[Stored data entries]
PR #323, opened 2018-09-24
MAINT/FEAT: slim down EvalRoc

r4lv:
This PR factors out some functionalities from the EvalRoc class, making them more accessible.

## 1. HCIDataset and injections

I think the HCIDataset itself could be a good location to keep track of all the injection positions.

Changes:

- `HCIDataset.inject_companions()` creates a `.injections_yx` attribute with all the injections (useful later on for ROC curves)
- `HCIDataset.copy()` which creates a full separate copy of the dataset

 How it could be used in the future:

``` python
# original dataset object:
ds = HCIDataset(cube=...)

# create a new HCIDataset with injections:
dsi = ds.copy()
dsi.inject_companions(flux=1000, rad_dists=[10, 20])
dsi.inject_companions(flux=500, rad_dists=[10, 20], theta=90)  # more injections

# process data cube:
algo = HCIMedianSub(...)
algo.run(dsi)

# make ROC curve out of it:
r = Roc()
r.add(algo.detection_map, dsi.injections_yx)
r.plot()
```

### DIFF
--- a/vip_hci/hci_dataset.py
+++ b/vip_hci/hci_dataset.py
@@ -856,14 +856,12 @@ class HCIDataset(Saveable):
 
         return fake_datasets
 
-
-
-
     def copy(self, deep=True):
         """
         Create an in-memory copy of this HCIDataset.
 
-        This is especially useful when creating a 
+        This is especially useful for keeping a backup copy of the original
+        dataset before modifying if (e.g. with injections).
 
         Parameters
         ----------
--- a/vip_hci/hci_dataset.py
+++ b/vip_hci/hci_dataset.py
@@ -777,8 +777,8 @@ class HCIDataset(Saveable):
         Returns
         -------
         yx : list of tuple(y,x)
-            [full_output] Pixel coordinates of the injections in the first frame
-            (and first wavelength for 4D cubes). These are only the new
+            [full_output=True] Pixel coordinates of the injections in the first
+            frame (and first wavelength for 4D cubes). These are only the new
             injections - all injections (from multiple calls to this function)
             are stored in ``self.injections_yx``.
 
--- a/vip_hci/hci_dataset.py
+++ b/vip_hci/hci_dataset.py
@@ -475,7 +475,7 @@ class HCIDataset(Saveable):
     """
 
     _saved_attributes = ["cube", "psf", "psfn", "angles", "fwhm", "wavelengths",
-                         "px_scale"]
+                         "px_scale", "cuberef"]
 
     def __init__(self, cube, hdu=0, angles=None, wavelengths=None, fwhm=None,
                  px_scale=None, psf=None, psfn=None, cuberef=None):
--- a/vip_hci/hci_dataset.py
+++ b/vip_hci/hci_dataset.py
@@ -480,7 +480,7 @@ class HCIDataset(Saveable):
     """
 
     _saved_attributes = ["cube", "psf", "psfn", "angles", "fwhm", "wavelengths",
-                         "px_scale", "cuberef"]
+                         "px_scale", "cuberef", "injections_yx"]
 
     def __init__(self, cube, hdu=0, angles=None, wavelengths=None, fwhm=None,
                  px_scale=None, psf=None, psfn=None, cuberef=None):
@@ -584,7 +584,7 @@ class HCIDataset(Saveable):
         if self.px_scale is not None:
             print('Pixel/plate scale: {}'.format(self.px_scale))
 
-        self.injections_yx = []
+        self.injections_yx = None
 
     def collapse(self, mode='median', n=50):
         """ Collapsing the sequence into a 2d array.
@@ -802,6 +802,9 @@ class HCIDataset(Saveable):
             rad_dists, n_branches, theta, imlib, interpolation,
             full_output=True, verbose=verbose
         )
+
+        if self.injections_yx is None:
+            self.injections_yx = []
 
         self.injections_yx += yx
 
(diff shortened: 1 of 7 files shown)


r4lv:
## 2. Creating copies of a dataset with random injections

The `EvalRoc.inject_and_postprocess()` was split out into a `cube_copies_with_injections` function, which
- creates copies of a given dataset
- injects different fake companions
- returns a list of the new "fake" data sets.

I also added the same functionality to the OO API, as `HCIDataset.copies_with_injections`, which complements the `.inject_companions` method, but returns a list of new `HCIDataset` objects instead.

vip_hci/hci_dataset.py
```diff
@@ -772,12 +775,13 @@ def inject_companions(self, flux, rad_dists, n_branches=1, theta=0,
         Returns
         -------
         yx : list of tuple(y,x)
-            [if full_output] Pixel coordinates of the injections in the first
-            frame (and first wavelength for 4D cubes).
+            [full_output] Pixel coordinates of the injections in the first frame
```
carlgogo: We haven't discussed thoroughly how to use the squared brackets in the docstrings. It's more informative to put [full_output=True] instead of just [full_output]

vip_hci/hci_dataset.py
```diff
@@ -789,16 +793,101 @@ def inject_companions(self, flux, rad_dists, n_branches=1, theta=0,
...
-                                               full_output=True,
-                                               verbose=verbose)
+        self.cube, yx = cube_inject_companions(
+            self.cube, self.psfn, self.angles, flux, self.px_scale,
+            rad_dists, n_branches, theta, imlib, interpolation,
+            full_output=True, verbose=verbose
+        )
+
+        if not hasattr(self, "injections_yx"):
+            self.injections_yx = []
```
carlgogo: Let's try to avoid creating attributes outside __init__. It's more clear when we have all the attributes in __init__, even if they are initialized with None or something else

vip_hci/hci_dataset.py
```diff
@@ -789,16 +793,101 @@ def inject_companions(self, flux, rad_dists, n_branches=1, theta=0,
...
+                    uses np.random.normal
+
+        Returns
+        -------
+        fake_datasets : list of HCIDataset
+            List containing ``n_copies`` fake datasets.
+
+        """
+
+        fake_datasets = []
```
carlgogo: I'm in favor of this new method. The only problem I see is the memory management. Let's say we have a 10 Gb datasets, and we request 100 copies... I'd suggest to check the available memory as it's done in vip_hci.pca.pca (full-frame PCA)

vip_hci/hci_dataset.py
```diff
@@ -789,16 +793,101 @@ def inject_companions(self, flux, rad_dists, n_branches=1, theta=0,
...
+        """
+        Create an in-memory copy of this HCIDataset.
+
+        This is especially useful when creating a 
+
+        Parameters
+        ----------
+        deep : bool, optional
+            By default, a deep copy is created. That means every (sub)attribute
+            is copied in memory. While this requires more memory, one can safely
```
carlgogo: Again, we should think about memory management

vip_hci/hci_dataset.py
```diff
@@ -789,16 +793,101 @@ def inject_companions(self, flux, rad_dists, n_branches=1, theta=0,
...
+        return fake_datasets
+
+
+
+
+    def copy(self, deep=True):
+        """
+        Create an in-memory copy of this HCIDataset.
+
+        This is especially useful when creating a
```
carlgogo: The sentence is incomplete

vip_hci/hci_dataset.py
r4lv: 👍

vip_hci/hci_dataset.py
r4lv: 👍

vip_hci/hci_dataset.py
r4lv: 👍

vip_hci/hci_dataset.py
r4lv: I just added the memory checking using `conf.mem.check_enough_memory`. However, maybe we could think of this from another perspective: instead of storing all the cubes/datasets in a big list, we could also separate the problem in two steps:

1. Create the information required for the injection (position, flux, ...) and store it in a variable. That could also be stored to disk, to reproduce the injections later.
2. Based on that information, use a generator/iterator, so that only the cube, which is currently processed, is stored in memory.

in code:

``` python
ds = HCIDataset(...)
inj_info = make_injections(angles, n_copies, dist_flux=...)
for dataset in ds.generate_copies_with_injections(inj_info):
    # just this current dataset ist stored in memory, and
    # deleted on the next iteration element
```

I'll think about a simple way to do so.

vip_hci/hci_dataset.py
r4lv: 👍

r4lv:
I just created a copy of the concerned functions, which now use a generator. The cubes/datasets are created "on the fly". The python garbage collector *should* remove the object when the `for` loop reaches the next item. I think that is much cleaner than the memory testing, as we rely on the python interpreter, instead of trying to manage memory ourselves, which is quite complicated.

I kept the "old" version, too, so we can decide which one to remove.

(Note that `del` does, generally, *not* free up memory.)

r4lv:
This PR should be ready. Sorry for the messy *merge commit*... the only change since our last discussion is the removal of the "copied cubes as list" version, so we only keep the generator one.

PR #327, opened 2018-09-26
MAINT: improve ANDROMEDA logging

r4lv:
This PR simplifies the code responsible of logging, using a new `printer()` factory function. It creates a function which can be used instead of `if verbose: print("...".format())`, like so:

``` python
def my_function(param=1, verbose=True):
    info = printer(verbose)

    # only prints when verbose is True:
    info("the user param is {}", param)
```

a more sophisticated example:

``` python
def my_function_2(loops=3, verbose=True, debug=False):
    info = printer(verbose)
    log = printer(debug, prefix="[debug] ")

    info("working with {} loops", loops)
   
    for i in range(loops):
        log("loop {} of {}...", i+1, loops)
```

``` pycon
>>> my_function_2()
working with 3 loops
>>> my_function_2(verbose=True)
working with 3 loops
[debug] loop 1 of 3...
[debug] loop 2 of 3...
[debug] loop 3 of 3...
```

For the other smaller changes please refer to the commit messages below.

### DIFF
--- a/vip_hci/andromeda/andromeda.py
+++ b/vip_hci/andromeda/andromeda.py
@@ -290,8 +290,10 @@ def andromeda(cube, oversampling_fact, angles, psf, filtering_fraction=.25,
 
     if np.asarray(tnd).ndim == 0:  # int or float
         log("Throughput map: Homogeneous transmission: {}%", tnd * 100)
-    else:  # TODO: test if really 2d map?
+    elif np.asarray(tnd).ndim == 2:
         log("Throughput map: Inhomogeneous 2D throughput map given.")
+    else:
+        raise ValueError("Throughput `tnd` should be an float or a 2d map")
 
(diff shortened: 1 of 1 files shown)


r4lv:
I did some checking on how other projects handle output to the user. It seems to me that there is not one single way to do it:

- matplotlib uses python's build-in `logging` module:
	``` python
	import logging
	_log = logging.getLogger(__name__)
	_log.info(...)
	_log.debug(...)
	```
- keras uses plain `if verbose: print(...)`
- tensorflow has it's own logging functions:
	``` python
	from tensorflow.python.platform import tf_logging as logging
	if verbose:
		logging.info(...)
	```
- numpy does not log...

Thus I see no problem in using a custom-tailored solution for VIP.



I updated the code a bit to make it clearer to read.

Prompt
Each line in the data that holds the string "else" needs to be copied.

Solution to this problem
carlgogo: Let's try to avoid creating attributes outside __init__. It's more clear when we have all the attributes in __init__, even if they are initialized with None or something else
-    else:  # TODO: test if really 2d map?
+    else:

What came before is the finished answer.